**Goal of the exercise**
Below are records; copy every line among them that contains the word "then".

Data extracted from a collection:
____
PR #525, opened 2016-09-08
CXX-957 Honor BUILD_SHARED_LIBS to a sufficient degree

acmorrow:
Not an ideal solution: we still actually build the shared libraries, we just don't install them. Otherwise, we would need to conditionalize every block that references the shared library target with if (BUILD_SHARED_LIBS), which seems pretty bad. Not wanting the shared library is a pretty special case, so I'm OK with requiring them to build them, but avoiding installing.

### DIFF
--- a/src/bsoncxx/CMakeLists.txt
+++ b/src/bsoncxx/CMakeLists.txt
@@ -170,12 +170,14 @@ install(FILES
     COMPONENT dev
 )
 
-install(TARGETS
-    bsoncxx
-    RUNTIME DESTINATION bin COMPONENT runtime
-    LIBRARY DESTINATION lib COMPONENT runtime
-    ARCHIVE DESTINATION lib COMPONENT dev
-)
+if (BUILD_SHARED_LIBS)
+    install(TARGETS
+        bsoncxx
+        RUNTIME DESTINATION bin COMPONENT runtime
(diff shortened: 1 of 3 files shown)


xdg:
I'm fine with that approach.  I have no opinion on the cmake changes themselves.

src/bsoncxx/CMakeLists.txt
```diff
@@ -170,12 +170,14 @@ install(FILES
...
-    RUNTIME DESTINATION bin COMPONENT runtime
-    LIBRARY DESTINATION lib COMPONENT runtime
-    ARCHIVE DESTINATION lib COMPONENT dev
-)
+if (BUILD_SHARED_LIBS)
+    install(TARGETS
+        bsoncxx
+        RUNTIME DESTINATION bin COMPONENT runtime
+        LIBRARY DESTINATION lib COMPONENT runtime
+        ARCHIVE DESTINATION lib COMPONENT dev
```
acmorrow: See https://cmake.org/cmake/help/v3.2/command/install.html#installing-targets

For DLL platforms you need RUNTIME and ARCHIVE, for non-dll platforms you need LIBRARY.

acmorrow: Welcome to CMake :)

PR #527, opened 2016-09-10
CXX-1025 CXX-829 Move special builders to 16.04 and make the ASAN build green

acmorrow:


acmorrow:
https://evergreen.mongodb.com/version/57d46d303ff1227549008f00

acmorrow:
Gentle ping? This gets ASAN green again which is very nice, and also gets us off the Ubuntu 1410 builder, which is EOL, and will make the build team happy (they are trying to retire that distro).

.mci.yml
```diff
@@ -33,15 +33,15 @@ variables:
 
     ## cmake flag variables
     cmake_flags:
-        ubuntu_cmake_flags: &ubuntu_cmake_flags -DCMAKE_CXX_FLAGS="-Wall -Wextra -Wno-attributes -Werror -Wno-error=missing-field-initializers"
-        osx_cmake_flags: &osx_cmake_flags -DCMAKE_CXX_FLAGS="-stdlib=libc++ -Wall -Wextra -Wno-attributes -Werror -Wno-error=missing-field-initializers" -DBSONCXX_POLY_USE_BOOST=ON
-        asan_cmake_flags: &asan_cmake_flags -DCMAKE_CXX_FLAGS="-fsanitize=address -O1 -fno-omit-frame-pointer -Wall -Wextra -Wno-attributes -Werror -Wno-error=missing-field-initializers -Wno-error=maybe-uninitialized"
-        ubsan_cmake_flags: &ubsan_cmake_flags -DCMAKE_CXX_COMPILER="/usr/bin/clang++" -DCMAKE_CXX_FLAGS="-fsanitize=undefined -g -fno-omit-frame-pointer -fsanitize-blacklist=$(pwd)/../etc/ubsan.blacklist -fno-sanitize-recover -Wall -Wextra -Wno-attributes -Werror -Wno-error=missing-field-initializers"
+        ubuntu_cmake_flags: &ubuntu_cmake_flags -DCMAKE_CXX_FLAGS="-Wall -Wextra -Werror -Wno-error=missing-field-initializers"
```
jrassi: Could you clarify the following:
- Do we want `-Wno-attributes`?
- Do we need `-Wno-error=missing-field-initializers`?
- Do the defaults for these change flags over the different compiler versions we're building with?

.mci.yml
```diff
@@ -33,15 +33,15 @@ variables:
...
+        osx_cmake_flags: &osx_cmake_flags -DCMAKE_CXX_FLAGS="-stdlib=libc++ -Wall -Wextra -Werror" -DBSONCXX_POLY_USE_BOOST=ON
+        asan_cmake_flags: &asan_cmake_flags -DCMAKE_CXX_COMPILER="/usr/bin/clang++" -DCMAKE_CXX_FLAGS="-D_GLIBCXX_USE_CXX11_ABI=0 -fsanitize=address -O1 -g -fno-omit-frame-pointer -Wall -Wextra -Werror"
```
jrassi: A couple of questions:
- What are the version numbers for the old and new versions of the gcc toolchain (the one we were using and the one we will be using, respectively)?
- From reading <https://gcc.gnu.org/onlinedocs/libstdc++/manual/using_dual_abi.html>, I'm guessing that you're setting `_GLIBCXX_USE_CXX11_ABI` to zero to fix linker errors when linking against a third-party library that the driver depends on.  Which library, out of curiosity, if you know offhand?  Relatedly, do most C++ library packages that ship with Ubuntu 16.04 link against the old ABI or the new ABI?

src/mongocxx/instance.cpp
```diff
@@ -96,7 +100,15 @@ class instance::impl {
         if (_user_logger) {
             libmongoc::log_set_handler(null_log_handler, nullptr);
         }
+
+        // Under ASAN, we don't want to clean up libmongoc, because it causes libraries to become
+        // unloaded, and then ASAN sees non-rooted allocations that it consideres leaks. These are
+        // also inscrutable, because the stack refers into an unloaded library, which ASAN can't
+        // report. Note that this only works if we have built mongoc so that it doesn't do its
+        // unfortunate automatic invocation of 'cleanup'.
+#if !__has_feature(address_sanitizer)
```
jrassi: I'm curious if there are any related C driver feature requests we could make, such that we would be able to get rid of this `#if` were they to be implemented.

.mci.yml
```diff
@@ -79,7 +79,7 @@ functions:
                 cd mongo-c-driver
                 git checkout 1.3.4
                 rm -rf /data/tmp/c-driver-install
-                ./autogen.sh --prefix="/data/tmp/c-driver-install" --enable-tests=no --enable-examples=no --with-libbson=bundled --disable-extra-align ${cdriver_configure_flags}
+                ./autogen.sh --prefix="/data/tmp/c-driver-install" --enable-tests=no --enable-examples=no --with-libbson=bundled --disable-extra-align --enable-debug --enable-optimizations --disable-shm-counters --disable-static --disable-dependency-tracking --with-pic --disable-automatic-init-and-cleanup ${cdriver_configure_flags}
```
jrassi: Assuming this change is mostly to increase diagnosability of C driver issues during test failures?

jrassi:
LGTM.  Questions included for the pieces I'm less familiar with.

jrassi:
Actually, two more questions:
- Does this resolve CXX-829?  If so, please update the title of that ticket.
- How did you figure out to look at the C driver as a leak source?  Was it just a hunch, or was it obvious to look at each of the driver dependencies just based on the fact that the ASAN stack traces were obfuscated?

.mci.yml
acmorrow: - Re -Wno-attributes: I'm not sure why it was here, but, empirically, it seems not needed, so I removed it.
- We do seem to need the one about missing field initializers, since the 14.04 GCC seems to have a bug.
- I'm not sure about the defaults, but I'd expect no. Ideally, we would not build with the -Wno-error=missing-field-initializers, because I'd like to have that warning. But we seem to get false positives with it on 14.04 GCC.

.mci.yml
acmorrow: - From distrowatch, 14.10 used GCC 4.9.1, and 16.4 uses GCC 	5.3.1.
- Actually, I'm setting that because what we are doing here is using clang to build against libstdc++. The clang versions on these systems does not understand the attributes that newer libstdc++ uses to tag the ABI, so we need to force our view of the libstdc++ headers to be the old ABI.

acmorrow:
- It does resolve CXX-829, I've updated the description
- The stack traces were obfuscated, and said "unknown module" in the stack, which almost certainly meant that some library had been unloaded from the address space. The C++ library doesn't itself unload anything, and I doubted that libstdc++ did either. Our only other dependencies in the valgrind builder were the c driver, so, it was the obvious place to look.

src/mongocxx/instance.cpp
acmorrow: I don't think so. I think what is happening is that the cleanup routines for one of the libraries that the C driver is calling is itself dlclose'ing some other library. We aren't actually building the C driver under ASAN, either. Perhaps we should? But not in this ticket.

.mci.yml
acmorrow: Mostly, yes. Also to make sure that we control the behavior of cleanup programmatically. And a few flags to make the C driver build smaller and leaner.

jrassi:
Thanks for your answers!

.mci.yml
xdg: The disable-automatic-init-and-cleanup turns off mongoc's use of gcc's constructor/destructor attributes, so that cleanup happens only when *we* call it, not at some indeterminate time (possibly before we call it, leading to a runtime exception when we call it again).

PR #529, opened 2016-09-13
CXX-986 Improve find_and_modify error handling

acmorrow:
@xdg @jrassi @Machyne @bjori -

This improves the error handling after calling mongoc_collection_find_and_modify_with_opts. We need to handle two cases:

- The function returned false, but the 'reply' bson is not populated, in which case we simply throw an error wrapping the bson_error_t.
- The function returned false, but the reply bson IS populated, in which case we throw the raw server reply along with the bson_error_t.

I also added a regression test to verify the improvement, based on the repro in the original ticket. I was able to reproduce the original crash when running the test without the new error handling, and the fix does make the test pass and throw a meaningful exception.

### DIFF
--- a/src/mongocxx/collection.cpp
+++ b/src/mongocxx/collection.cpp
@@ -66,7 +66,12 @@ mongocxx::stdx::optional<bsoncxx::document::value> find_and_modify(
     const ::mongoc_find_and_modify_opts_t* opts) {
     mongocxx::libbson::scoped_bson_t bson_filter{filter};
     mongocxx::libbson::scoped_bson_t reply;
-    reply.flag_init();
+
+    // TODO: There is a bug in the 1.3 vintage C driver where collection_find_and_modify_with_opts
+    // does not always initialize its 'reply' parameter in the event of errors. So, explicitly init
+    // the underlying bson_t here.  This can be changed to ''flag_init' once the C driver minimum is
+    // bumped to or past 1.4.0.
+    reply.init();
 
     ::bson_error_t error;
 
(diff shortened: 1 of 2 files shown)


src/mongocxx/collection.cpp
```diff
@@ -74,9 +74,9 @@ mongocxx::stdx::optional<bsoncxx::document::value> find_and_modify(
         collection, bson_filter.bson(), opts, reply.bson(), &error);
 
     if (!r) {
-        auto gle = mongocxx::libmongoc::collection_get_last_error(collection);
-        mongocxx::throw_exception<mongocxx::write_exception>(
-            bsoncxx::helpers::value_from_bson_t(gle), error);
+        if (!reply.view().empty())
+            mongocxx::throw_exception<mongocxx::write_exception>(reply.steal(), error);
+        mongocxx::throw_exception<mongocxx::write_exception>(error);
```
Machyne: Should it be an operation exception in the case where the server doesn't send an error document? What else can go wrong here, do we know?

acmorrow: The documentation states that it throws write_exception if it fails, so I think this is correct, for now (until we refactor error handling).

Machyne: Got it.

Machyne:
LGTM

xdg:
LGTM

acmorrow:
@xdg This has been updated to work around a previously unknown bug in the 1.3.x series C driver.

PR #531, opened 2016-09-15
CXX-1006 clang_format.py shouldn't skip examples/ directory

jrassi:


jrassi:
Curious how the AppVeyor results are going to turn out.  Not sure about the direction of the slashes for `git ls-files` on Windows (do we build within Cygwin there?).

jrassi:
Closing in favor of #532 (same commits, but on top of master), after I realized that this ticket is marked 3.0.3, not 3.1-required.

PR #533, opened 2016-09-15
CXX-1009 pool ctor should take options::pool, not options::ssl

jrassi:


jrassi:
@acm @xdg, PTAL.

src/mongocxx/pool.cpp
```diff
@@ -39,20 +39,20 @@ void pool::_release(client* client) {
 
 pool::~pool() = default;
 
-pool::pool(const uri& uri, stdx::optional<options::ssl> ssl_options)
+pool::pool(const uri& uri, const options::client& options)
```
acmorrow: Is it worth creating an options::pool type? Perhaps in the future the pool will be more configurable.

acm:
could you guys stop cc'ing me (@acm) on stuff?  thanks,
andy

src/mongocxx/pool.cpp
xdg: I don't think we need to require `options::client`.  So if we go this way, we also need a constructor overload for just a URI.

Regarding `options::pool`, I have mixed feelings.  In Jesse's words: "defy augury".  Let's not add it until we actually know we need it.

src/mongocxx/pool.hpp
```diff
@@ -53,14 +53,13 @@ class MONGOCXX_API pool {
...
-    ///  Optional SSL options to use when connecting to the MongoDB deployment.
-    ///
-    /// @throws mongocxx::exception if SSL is enabled and ssl_options are
-    /// invalid, or if SSL is not enabled and ssl_options is engaged.
+    /// @param options
+    ///  Client options to use when connecting to the MongoDB deployment.
     ///
+    /// @throws mongocxx::exception if invalid options are provided (whether from the URI or
+    ///  provided client options).
     pool(const uri& mongodb_uri = mongocxx::uri(),
```
acmorrow: Since this ctor can legally be called with one argument, I think it should be explicit.

src/mongocxx/pool.cpp
acmorrow: I'm sympathetic to that argument. However, keep ABI in mind. If we use options::client here, and later need to move to options::pool, that would be an ABI break. However, if we start with options::pool, and later need to add behavior to options::pool, that at least has the *possibility* to not be an ABI break, depending on how we implement it.

xdg: Most configuration arguments are already in the URI (see [Connection Pool Options](https://docs.mongodb.com/manual/reference/connection-string/#connection-pool-options)).  We only need separate SSL options because there are things like paths that aren't supported by the URI format. I think the likelihood of similar things for pool options are low, so I'm willing to risk an ABI break if we can't find another way to do it.

acmorrow: Wouldn't that then argue for going the other way, and just have both mongocxx::client and mongocxx::pool take only an options::ssl object, and kill of options::client entirely?

xdg: I can more easily imagine some future client option that can't be expressed in a URI than I can imagine a pool option.  But I don't have a very strong opinion either way.  All I really want  is some degree of symmetry between client/pool construction.

jrassi:
Andy: oh, apologies!  @acmorrow goes by the "acm" handle on other systems, and I hadn't realized my mistake of mentioning the wrong user until just now.

jrassi:
@acmorrow, updated with your requested change.

src/mongocxx/pool.hpp
jrassi: Done.

src/mongocxx/pool.cpp
jrassi: I have no particularly strong opinion here.

xdg: Drew and I had a hallway conversation.  Originally, there was an intent of having every object type foo have a matching options::foo type.  If we want to stick with that, we could have `options::pool` and have that constructable from `options::client`.  Let's put this on our list to discuss tomorrow.

acm:
thanks!

acmorrow:
LGTM as an implementation of the "pool takes client options" approach.

@xdg do we have any useful insight back from C driver team re the future direction of options for pool vs client? I'd like us to hold this until we have an affirmative response one way or the other in case we need to revisit this decision and implement an options::pool type.

xdg:
Jesse affirmed that pool options will always be a superset of client options.  I think modeling as options::pool containing options::client is the right way to go, and we can later add pool-specific options like min/max size.  Once this work is done, we should open a CXX ticket to add that to options::pool.

acmorrow:
@xdg Thanks for getting that sorted out with C driver team. @jrassi, can you update this with a new options::pool type that wraps an options::client?

jrassi:
@acmorrow: done, PTAL.

Due to the fact that this new class logically extends an existing options class, its design deviates somewhat from the typical options class.  Notably:
- `options::pool` is implicitly convertible from `options::client`.
- `options::pool` does not have a setter for client options.
- `options::pool::client_opts()` returns a non-optional type.

Happy to change the design if you folks prefer.  The change I'm most tempted to make is to use inheritance; curious if you folks think that better fits the mongocxx design philosophy.

src/mongocxx/pool.cpp
```diff
@@ -39,20 +39,20 @@ void pool::_release(client* client) {
 
 pool::~pool() = default;
 
-pool::pool(const uri& uri, stdx::optional<options::ssl> ssl_options)
+pool::pool(const uri& uri, const options::pool& options)
```
xdg: Does this make options required? I think we should allow constructing a pool without options.

jrassi: Nope, `options` has a default argument of `options::pool()`.  See changes to `mongocxx/pool.hpp` in the same commit:

```
+    explicit pool(const uri& mongodb_uri = mongocxx::uri(),
+                  const options::pool& options = options::pool());
```

This makes the signature of the pool constructor more in line with the [signature of the client constructor](https://github.com/mongodb/mongo-cxx-driver/blob/r3.0.2/src/mongocxx/client.hpp#L69).

xdg: Right.  I wish GH could be taught to put .hpp files before .cpp files.  :-)

LGTM.

jrassi:
After today's conversations regarding deprecations, I'm left unsure whether or not I should restore the original pool constructor as a deprecated constructor.  Thoughts, @xdg?  Or should I push as-is?

xdg:
I think it can be pushed as is.  The pool is likely to be set up in just one place in the code so it's an easy change for end users.

PR #535, opened 2016-09-15
CXX-971 (part 1) Minor cleanup of options classes

jrassi:
Improved consistency of code style, added additional test coverage.

### DIFF
--- a/src/mongocxx/test/options/find_one_and_delete.cpp
+++ b/src/mongocxx/test/options/find_one_and_delete.cpp
@@ -30,10 +30,10 @@ TEST_CASE("find_one_and_delete", "[find_one_and_delete][option]") {
     options::find_one_and_delete opts{};
 
     std::chrono::milliseconds ms{400};
-    auto proj = document{} << "_id" << false << finalize;
+    auto projection = document{} << "_id" << false << finalize;
     auto sort = document{} << "x" << -1 << finalize;
 
     CHECK_OPTIONAL_ARGUMENT(opts, max_time, ms);
-    CHECK_OPTIONAL_ARGUMENT(opts, projection, proj.view());
+    CHECK_OPTIONAL_ARGUMENT(opts, projection, projection.view());
     CHECK_OPTIONAL_ARGUMENT(opts, sort, sort.view());
 }
--- a/src/mongocxx/test/options/index.cpp
+++ b/src/mongocxx/test/options/index.cpp
@@ -15,20 +15,24 @@
 #include "catch.hpp"
 #include "helpers.hpp"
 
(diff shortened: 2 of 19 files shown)


jrassi:
@acmorrow @xdg, PTAL.

acmorrow:
@jrassi LGTM. Note that changing the order of methods in a class can be an ABI break, if those methods are virtual. In this case, none are, so I see no problem. Just something to keep in mind for the future. The vtable layout is part of the ABI.

src/mongocxx/test/options/index.cpp
```diff
@@ -15,20 +15,24 @@
...
 
+#include <bsoncxx/builder/stream/document.hpp>
 #include <bsoncxx/stdx/make_unique.hpp>
 #include <mongocxx/instance.hpp>
 #include <mongocxx/options/index.hpp>
 #include <mongocxx/stdx.hpp>
 
+using namespace bsoncxx::builder::stream;
 using namespace mongocxx;
-using namespace mongocxx::options;
```
xdg: Another example of micro change I'm not sure is worth it.

src/mongocxx/test/options/find_one_and_delete.cpp
```diff
@@ -30,10 +30,10 @@ TEST_CASE("find_one_and_delete", "[find_one_and_delete][option]") {
     options::find_one_and_delete opts{};
 
     std::chrono::milliseconds ms{400};
-    auto proj = document{} << "_id" << false << finalize;
+    auto projection = document{} << "_id" << false << finalize;
```
jrassi: Fair.  Note that I made this change since the variable name `projection` is used instead of `proj` everywhere else in the repository.

src/mongocxx/test/options/index.cpp
jrassi: Note five lines below where we qualify the `index` type as `options::index`, even though we had a `mongocxx::options` using-directive in scope.  I made this change out of the belief that it is poor style to have a using-directive in scope unless it is used for the entire scope.

jrassi:
I've split this into four commits and merged them into 3.1-dev, and am happy to take your suggestion of small commits going forward.

Regarding your "unnecessary changes" comment: I do agree that, in general, commits including changes unrelated to the work described in the commit message creates an undue context-switching burden on the reviewer.  However, I do think that janitorial changes like these by themselves are important though, even changes that just focus on improving consistency across files in the same directory.  Consider the fact that this pull request is groundwork for a bulk-addition of the collation option in every class in multiple directories.  It's much easier to perform such a bulk-addition if the author doesn't have to deal with inconsistent use of using-directives across files, members/methods in different orders between classes, etc.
____
**Solution to the exercise**
+        // unloaded, and then ASAN sees non-rooted allocations that it consideres leaks. These are
acmorrow: Wouldn't that then argue for going the other way, and just have both mongocxx::client and mongocxx::pool take only an options::ssl object, and kill of options::client entirely?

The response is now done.